Learning Joint Morpho-Molecular Tissue Representations with a Multimodal Transformer
Abstract
Understanding how molecular programs are embedded within tissue morphology is a central challenge in spatial biology. While vision transformer (ViT) foundation models capture rich histological structure and spatial transcriptomics (ST) provide molecular context, existing multimodal approaches largely rely on contrastive alignment and do not directly learn joint morpho-molecular representations. We introduce an early-fusion multimodal transformer that integrates subcellular Xenium transcript readouts directly into the ViT token stream, enabling fine-grained cross-modal interaction without cell segmentation. We evaluate our approach on a gene prediction task, predicting held-out genes from a targeted Xenium panel given histology and a core gene set. Across a comprehensive benchmark of unimodal baselines and vanilla late-fusion variants, early fusion achieves substantial improvements in gene expression prediction.
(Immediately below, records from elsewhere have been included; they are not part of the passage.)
PR #5389, opened 2021-02-19
add holidays dataset and readme about it

leahecole:
The Kaggle dataset we originally used for this tutorial is no longer available, so we now are including it with the code for users to download.

### DIFF
--- a/data-science-onramp/data-ingestion/README.md
+++ b/data-science-onramp/data-ingestion/README.md
@@ -1,0 +1,7 @@
+# Data Ingestion
+This is part of a larger tutorial found on cloud.google.com
+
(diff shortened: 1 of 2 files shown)


data-science-onramp/data-ingestion/README.md
```diff
@@ -0,0 +1,7 @@
+# Data Ingestion
+This is part of a larger tutorial found on cloud.google.com
```
bradmiro, line 2: Super annoying and tiny nit to add a period to the end of this but otherwise lgtm

bradmiro (approved):

busunkim96 (approved):

PR #5536, opened 2021-03-17
docs: added type hints and comments to Datastore samples

craiglabenz:
Improved clarity around Datastore samples for beginners


datastore/cloud-client/tasks.py
```diff
@@ -25,47 +26,60 @@ def create_client(project_id):
 # [END datastore_build_service]
 
 
+import google.cloud.datastore  # noqa
```
craiglabenz, line 29: Adding this import to allow for full type-hints

craiglabenz:
This PR is down to a linting warning that is purely an artifact of how we're dividing up code so they appear nicely in rendered snippets on devsite. I think it is good to go, otherwise.

datastore/cloud-client/snippets.py
```diff
@@ -110,10 +229,13 @@ def properties(client):
...
 
 def array_value(client):
-    key = client.key("Task")
     # [START datastore_array_value]
+    key = client.key("Task")
     task = datastore.Entity(key)
     task.update({"tags": ["fun", "programming"], "collaborators": ["alice", "bob"]})
+
+    # To access array values:
+    task["tags"]  # ["fun", "programming"]
```
crwilcox, line 238: this ticks out as a bit strange. Do we have a read array sample? if not including here may be fine. What do other langs do? Should they also be updated?

craiglabenz: Resolving this with additional tickets, per our conversation.

datastore/cloud-client/snippets.py
```diff
@@ -16,8 +16,128 @@
 import datetime
 from pprint import pprint
 
-from google.cloud import datastore
 import google.cloud.exceptions
+from google.cloud import datastore
```
engelke, line 20: You could add "# noqa: I100" to the end of this line (and perhaps the line before it) to suppress the lint message and declare that the order is intentional, not an error.

datastore/cloud-client/snippets.py
```diff
@@ -66,6 +186,9 @@ def basic_entity(client):
             "description": "Learn Cloud Datastore",
         }
     )
+    # Access fields
+    task["category"]  # "Personal"
+    task["priority"]  # 4
```
engelke, line 191: I find this confusing. I get showing how to access a field, but statements that are just a value aren't something I'd expect. You might want to consider doing something with these values, such as logging them, to show not only how to reference them but also how to use the result.

engelke (approved):
LGTM, though I recommend suppressing the import order lint issue with # noqa.

crwilcox (approved):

We further show that performance gains are driven primarily by spatially aligned, token-level transcript representations rather than fusion timing alone. With appropriate transcript tokenization, late fusion can perform on par with early fusion, which explains the limitations observed in prior CLIP-style models. Our results highlight expressive, spatially grounded fusion as a key ingredient for multimodal representation learning in spatial biology.